What is plug fishing?


_OutdoorHub Mobile, the information engine of the outdoors._


----------



## easler24 (Nov 29, 2010)

Plugs are a term guys use for describing fishing with Rapala's, Hot n' Tots, Thundersticks, etc. Basically any imitation of a batifish.


----------



## r.smith18880 (Dec 26, 2011)

If you were going to use thundersticks or wiggle warts.

Outdoor Hub mobile, the outdoor information engine


----------



## KalvinKlein (Jun 20, 2008)

So basically I can use my bass rig while walking the Clinton river throwing certain kinds of raps?


_OutdoorHub Mobile, the information engine of the outdoors._


----------



## YPSIFLY (Feb 13, 2001)

My first steelie came on a Hot 'N Tot cast on what I was using for bass later in the year. I think it was a 7' Light to Medium action. You can catch them on lots of different set ups, but some gear will do better than others given the right application.


----------



## Robert Holmes (Oct 13, 2008)

Okuma makes alot of spinning rod and reel combinations that are very durable and nicely priced. Some of the guys on this site also will hand make you a custom steelhead rod I do not know the price range of those rods


----------



## jaytothekizzay (Apr 1, 2002)

You can fly-fish for steelhead with a 5 weight... I have

Outdoor Hub mobile, the outdoor information engine


----------



## flyfisher4life1 (Sep 5, 2011)

jaytothekizzay said:


> You can fly-fish for steelhead with a 5 weight... I have
> 
> Outdoor Hub mobile, the outdoor information engine


Wheres my fly rod!?!?! If you aren't going to sell it to me, atleast tell me, stop hiding..., your just wasting my time!!


----------



## jaytothekizzay (Apr 1, 2002)

Hiding? ...dont think so. Selling a 700.00 rod for $25 . .again dont think so

Sorry members, this thread is not the right post for these comments, but some people are clueless

Outdoor Hub mobile, the outdoor information engine


----------



## KalvinKlein (Jun 20, 2008)

Wow, lol that got off topic quick.

So you think it's ok to fly fish with a 5wt?


_OutdoorHub Mobile, the information engine of the outdoors._


----------



## jaytothekizzay (Apr 1, 2002)

Its a little under powered, but I've landed a few steelies on my faster action #5. My go to rod is only a 6, so I say go for it.
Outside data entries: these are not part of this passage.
PR #227, opened 2023-07-12
Revert to BLT v0.5.2

adayton1:
BLT v0.5.3 has some issues when building gtest on rzansel. Reverting to v0.5.2.


neelakausik (approved):

scripts/spack_packages/packages/care/package.py
```diff
@@ -40,7 +40,7 @@ class Care(CachedCMakePackage, CudaPackage, ROCmPackage):
     depends_on('cmake@3.14.5:', type='build')
     depends_on('cmake@3.21:', when='+rocm', type='build')
 
-    depends_on('blt@0.5.2:', type='build', when='@0.10.0:')
+    depends_on('blt@0.5.2', type='build', when='@0.10.0:')
```
liu15, line 43: I'm not familiar with the spack syntax.  What does the colon mean?

liu15 (approved):

scripts/spack_packages/packages/care/package.py
dtaller: I think `blt@0.5.2:` would mean that spack can use blt 0.5.2 or greater (at least that version), while without the colong we we fixed to version 0.5.2 exactly

dtaller (approved):
Approved. If you have not already, please let the BLT team know about the issues.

Outdoor Hub mobile, the outdoor information engine


----------



## flyfisher4life1 (Sep 5, 2011)

Sorry kalvinklein for using your post for unwanted comment but you know, it sucks when your time gets wasted. But back to the subject, a 5wt probably will not have enough backbone to handle a steelhead but it's possible with time to spare. You should buy a cheap 8wt combo, or a decent rod, an 8wt will be good because sometimes while fishing steelhead you run into kings. Well, good luck in your decisions.


----------



## Maverick1 (Jan 28, 2009)

Landed one on a 3wt this spring.


----------



## Oaky (Aug 13, 2012)

flyfisher4life1 said:


> Sorry kalvinklein for using your post for unwanted comment but you know, it sucks when your time gets wasted. But back to the subject, a 5wt probably will not have enough backbone to handle a steelhead but it's possible with time to spare. You should buy a cheap 8wt combo, or a decent rod, an 8wt will be good because sometimes while fishing steelhead you run into kings. Well, good luck in your decisions.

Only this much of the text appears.